Operację łączenia tabel zleca się często informatykom, którzy najczęściej wykorzystują do tego program MS Access. Działa, ale wymaga każdorazowej interwencji informatyka oraz posiadania samego Accessa, co niekiedy stanowi dodatkowy, osobny problem.

 

Jak widać, Excel, sam w sobie, potrafi wszystkie te procedury zautomatyzować.

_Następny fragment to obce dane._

PR #15781, opened 2019-03-12
Use GitHub actions for building manifest

jgraham:


jgraham:
@foolip

tools/ci/action_manifest_build.sh
```diff
@@ -0,0 +1,7 @@
+#!/bin/bash
```
gsnedders: We probably want `set -e` (and maybe `-x` too) as we use elsewhere.

tools/ci/action_manifest_build.sh
```diff
@@ -0,0 +1,7 @@
...
+mkdir -p ~/meta
+
+WPT_MANIFEST_FILE=~/meta/MANIFEST.json
+
+./wpt manifest -p $WPT_MANIFEST_FILE
+gzip -f $WPT_MANIFEST_FILE
```
gsnedders: I wonder if we should use `--best` (i.e., `-9)` here, given we don't generate it that often (and we have the cost of the Docker image and everything anyway, so it's a negligible time wise). Saves about 3%?

There again, we should probably support bzip2 here—that saves 21%. (It also exists in the stdlib so it's not a problem on the Python side to decode, unlike other things that might save more.) But that requires changes to elsewhere in our codebase, so that's probably not something for this PR.

.github/main.workflow
```diff
@@ -0,0 +1,16 @@
+workflow "Build & Release Manifest" {
+  on = "push"
```
gsnedders: Do we want to limit this just to master? Is there any benefit of build the manifest on anything else?

tools/ci/action_manifest_build.sh
jgraham: I think bz2 is not clearly better because the decompression speed is so poor; it would need a benchmark to convince me. I would be in favour of publishing zstandard or similar alongside the gzip files and making that an optional dependency for the Python code. But not in this PR.

.github/main.workflow
jgraham: I don't think the actions definitions have any way to limit by branch. We could limit to master in the action itself, but it's not totally straightforward. Happy to look at that in a followup.

foolip:
For reference, https://github.com/foolip/wpt/commits/github-actions was my experiment with the same.

tools/ci/action_manifest_build.sh
gsnedders: Unconvinced bz2 is so bad: on my desktop, you need to be downloading the file at over 2MB/s (so 16Mbps) for it to slower.

gsnedders: Also you said you were going to change it to using `-9` here, which you haven't.

.github/main.workflow
gsnedders: Yeah, seemingly not. :(

tools/ci/action_manifest_build.sh
jgraham: I have now; I pushed to the wrong repo. I think we should investigate bz2 and other options in a seperate issue.

gsnedders (approved):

Dodatkowe zalety opisanej metody:

 

Do czego można powyższą procedurę wykorzystać – poważniejsze zastosowania:

Opisane powyżej słownikowanie kont jest jednym z najprostszych zastosowań, ze względu chociażby na ograniczoną ilość kont w planie kont i dużą nad tym kontrolę, sprawowaną przez księgowych.

 

Nadaje się jednak doskonale również do słownikowania danych ze sprzedaży, a konkretnie tzw. rejestru pozycji faktur. Wielokolumnowe słowniki kontrahentów (region, miasto, grupa1, grupa2, …) oraz towarów/produktów (grupa1, grupa2, …, typ, rodzaj, kolor, ?) powodują możliwość stworzenia struktury analitycznej, porównywalnej z funkcjonalnością systemów OLAPowych. Znamy również przypadki, gdy tą metodą przygotowywane są dane, importowane do kostek OLAPowych (MS Query również to potrafi!) i włączane potem do profesjonalnych systemów analitycznych jako pełnoprawny komponent bazy danych.

 

Osobną zaletą jest również możliwość automatycznego atrybutowania wymiaru CZAS, tj. przyporządkowywania do dat, automatycznie wyliczanych wartości roku, kwartału, miesiąca, dekady czy dnia. Docelowa tabela przestawna ma wtedy możliwość prezentacji danych również w układzie struktury czasu – podstawowym wymiarze każdej profesjonalnej aplikacji analitycznej.